Le 3 D della propaganda progressista

Desiderio, diritto e discriminazione: sono i tre passaggi per mettere a tacere chi non è d'accordo con l'agenda della morale liberal

Sono tre le D da tenere bene a mente: desiderio, diritto e discriminazione. Sono queste le tre parole chiave per capire come funziona, e perché è particolarmente efficace, la propaganda progressista sui diritti. Il meccanismo delle 3 D ha una notevole forza, perché, nel suo sviluppo, definisce un campo di gioco di natura morale in cui il dirittismo riesce spesso ad avere la meglio.

Il desiderio diventa diritto

Vediamone il funzionamento. In primo luogo, una minoranza, tendenzialmente Lgbt, ha un desiderio. Poniamo, ad esempio, la genitorialità. Il desiderio, quale che sia, diventa immediatamente un diritto (del resto puoi essere e fare ciò che vuoi). Nel momento in cui il desiderio diventa diritto, nei confronti di tutti coloro che si oppongono, vuoi per ragioni etiche, vuoi per ragioni culturali, vuoi per ragioni religiose, scatta l’accusa di omofobia. L’accusa di omofobia, che potrebbe essere paragonata a quella di fascismo, mette fuori gioco tutti coloro che hanno sollevato dubbi o perplessità.

Omofobia e discriminazione

Il perché è presto spiegato: l’omofobia si fonda sulla polarizzazione moralizzante discriminati-discriminatori, in cui i primi incarnano ovviamente il Bene e i secondi il Male. Di conseguenza qualsiasi obiezione mossa a chi reclama il diritto alla genitorialità (discriminato) diventa una discriminazione e pertanto deve essere estromessa dal dibattito. È interessante notare che questa impostazione del discorso è particolarmente vantaggiosa per chi chiede diritti, perché sfrutta uno strumento di natura morale (la discriminazione) per affrontare obiezioni anche sul merito della questione.

L’accusa di omofobia, nel nostro caso, elimina in un solo colpo anche la questione dell’utero in affitto, che potrebbe essere legittimamente posta perché le coppie omosessuali potrebbero servirsi di questa pratica anziché adottare un figlio. La dignità della donna che si presterebbe a una maternità surrogata, la sua condizione, i suoi diritti e i diritti del figlio vengono così ignorati, silenziati dall’accusa di discriminazione.

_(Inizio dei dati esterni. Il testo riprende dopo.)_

PR #1657, opened 2019-11-18
[WIP] Reputation template

PeterMPhillips:
These changes allow for multiple token options when creating a new DAO

First token options:
- Shareholder
- Membership
- Reputation

Second token option:
- Reputation

Also,
- Can set either the first or second token to be in control of Voting and/or Dot Voting
- The Reputation tokens use WhitelistOracle to control who can transfer tokens

### DIFF
--- a/shared/integrations/token-manager-custom/contracts/TokenManager.sol
+++ b/shared/integrations/token-manager-custom/contracts/TokenManager.sol
@@ -14,7 +14,7 @@ import "@aragon/os/contracts/lib/math/SafeMath.sol";
 import "@aragon/apps-shared-minime/contracts/ITokenController.sol";
 import "@aragon/apps-shared-minime/contracts/MiniMeToken.sol";
 
-import { ITransferOracle } from "@autark/apps-whitelist-oracle/contracts/WhitelistOracle.sol";
+import { ITransferOracle } from "../../whitelist-oracle/contracts/WhitelistOracle.sol";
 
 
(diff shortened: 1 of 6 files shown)


stellarmagnet:
In the way this is currently written, does it require two tokens, or is two tokens optional?

PeterMPhillips:
@stellarmagnet the second token is optional

stellarmagnet:
@PeterMPhillips okay, so it seems we aren't allowing membership + shareholder? I know that isn't exactly "reputation", but we probably want to make this more flexible so we don't have to deal with any more enhancements in the future. Can we update this to a draft PR as the product requirements get finalized, as it seems we have to probably add the agent as well.

PeterMPhillips:
@stellarmagnet Yes, when I discussed this with @Quazia he said to just make the second token reputation, but I think we could give all the options to the second token as well. However, I know @ottodevs is working on template stuff as well and I believe his plan was to selectively merge work from this branch into the branch he was working on, so I'm hesitant to add any more to this branch. On that point, @ottodevs do you even need this PR to remain open?

stellarmagnet:
@PeterMPhillips I wasn't sure what was going on with the two dev streams on the reputation work. Maybe lets keep both PRs as is for now and circle back once the requirements are more clearly documented. cc @ottodevs FYI

ottodevs:
Rebased base branch and merged this PR just for symbolization, the changes are already integrated into the target and properly attributed co-authoring from @PeterMPhillips

PR #1660, opened 2019-11-18
Dot Voting: Fix badge color

PeterMPhillips:
Screenshot from 2019-11-18 13-37-24

### DIFF
--- a/apps/dot-voting/app/components/VotingCard.js
+++ b/apps/dot-voting/app/components/VotingCard.js
@@ -103,7 +103,6 @@ const VotingCard = ({ vote, onSelectVote }) => {
                 cursor: pointer;
                 padding: 2px 8px;
                 pointer-events: auto;
-                mix-blend-mode: normal;
               `}
             >
               {' + ' + (options.length - 2) + ' more'}
--- a/apps/dot-voting/app/components/VotingCard.js
+++ b/apps/dot-voting/app/components/VotingCard.js
@@ -18,6 +18,7 @@ function noop() {}
 
 const VotingCard = ({ vote, onSelectVote }) => {
   const theme = useTheme()
+  console.log(theme)
   const { voteWeights } = useUserVoteStats(vote)
   const { description, endDate, open, totalSupport, voteId, support } = vote
   const { executionTargetData, options, totalVoters } = vote.data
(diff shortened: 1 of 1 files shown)


apps/dot-voting/app/components/VotingCard.js
```diff
@@ -96,13 +96,14 @@ const VotingCard = ({ vote, onSelectVote }) => {
         {options.length > 2 && (
           <div css="text-align: center; width: 100%; margin-top: 10px">
             <Badge
-              shape="compact"
-              foreground={`${theme.surfaceOpened}`}
-              background={`${theme.surfaceUnder}`}
+              foreground={`${theme.surfaceContentSecondary}bf`}
+              background={`${theme.border}7f`}
```
chadoh: What do these `bf` and `7f` do? I haven't seen this pattern before.

PeterMPhillips: Yeah, this is ugly and I was really unhappy about doing it. Its just adding alpha values to the colours in hex. In the figma, these values use the `opacity` value in the css but that doesn't work in the component as the opacity on the background is multiplied by the opacity on the foreground making the foreground more transparent than it should be. However, now that you point it out, I could take the rgb values from the theme color and then have the alpha as a percentage rather than the hex. e.g. `foreground = 'rgba(${theme.surfaceContentSecondary.r}, ${theme.surfaceContentSecondary.g}, ${theme.surfaceContentSecondary.b}, 0.7);'` But I feel like that may be a worse alternative.

stellarmagnet: We don't have to exactly copy what is done in Figma if it breaks the conventions of the design system. @jayalaves can you please provide recommendations to what the hex values should be so they are in line with the design system?

jayalaves: @PeterMPhillips The closest value as far as hex goes without applying opacity for the shadow is #D9D9D9. How does Aragon One style their vote cards on the Voting app?

stellarmagnet: Please hold @PeterMPhillips there is a miscommunication with the problem here :)

jayalaves: @PeterMPhillips Simply use 'surfaceUnder' for the background, and 'contentSecondary' for the text. Those should be nearly if not fully accurate with what we have on Figma.

PeterMPhillips: Thank you @jayalaves!
Screenshot from 2019-11-26 10-19-02

apps/dot-voting/app/components/VotingCard.js
```diff
@@ -96,13 +96,14 @@ const VotingCard = ({ vote, onSelectVote }) => {
...
-              foreground={`${theme.surfaceOpened}`}
-              background={`${theme.surfaceUnder}`}
+              foreground={theme.surfaceContentSecondary}
+              background={theme.surfaceUnder}
+              uppercase={false}
               css={`
                 cursor: pointer;
                 padding: 2px 8px;
                 pointer-events: auto;
+                mix-blend-mode: normal;
```
chadoh: Do we still need this, or is it vestigial?

PeterMPhillips: Good catch! Removed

Il caso del pesista Laurel

La natura binaria su cui si fonda il meccanismo della discriminazione definisce quindi il campo di gioco e avvantaggia notevolmente il presunto discriminato. Vediamo un altro esempio. Gli atleti transgender (soprattutto uomini che diventano donne) che richiedono di partecipare alle gare sportive dopo il cambio di sesso. Emblematico, in questo senso, il caso della sollevatrice di pesi Laurel Hubbard, un tempo Gavin. Il desiderio, oltre a quello di cambiare sesso, è di competere con atlete dello stesso sesso; il diritto, cambiato sesso, è partecipare alle olimpiadi. La discriminazione da attivare per mettere a tacere chi solleva obiezioni è la transfobia. E anche in questo caso con l’introduzione della transfobia il campo di gioco si trasforma.

Mettere a tacere

La questione non riguarda più le distorsioni che potrebbero avvenire in campo sportivo: una donna che era un uomo e che ha una potenza fisica non paragonabile a quella di una donna; ma diventa la transfobia, la discriminazione che deve essere eliminata. Il risultato è identico a quello del caso precedente. I dirittisti vincono a mani basse e chi obietta qualcosa viene estromesso dal dibattito, in quanto discriminatore.

Come si può intuire, il meccanismo delle 3 D è tanto semplice quanto efficace. Grazie alla polarizzazione moralizzante discriminato-discriminatore che innesca, riesce facilmente a mettere a tacere chi solleva dubbi. E così, ogni desiderio diventa magicamente un diritto, tagliando fuori qualsiasi forma di opposizione anche se legittima e argomentata.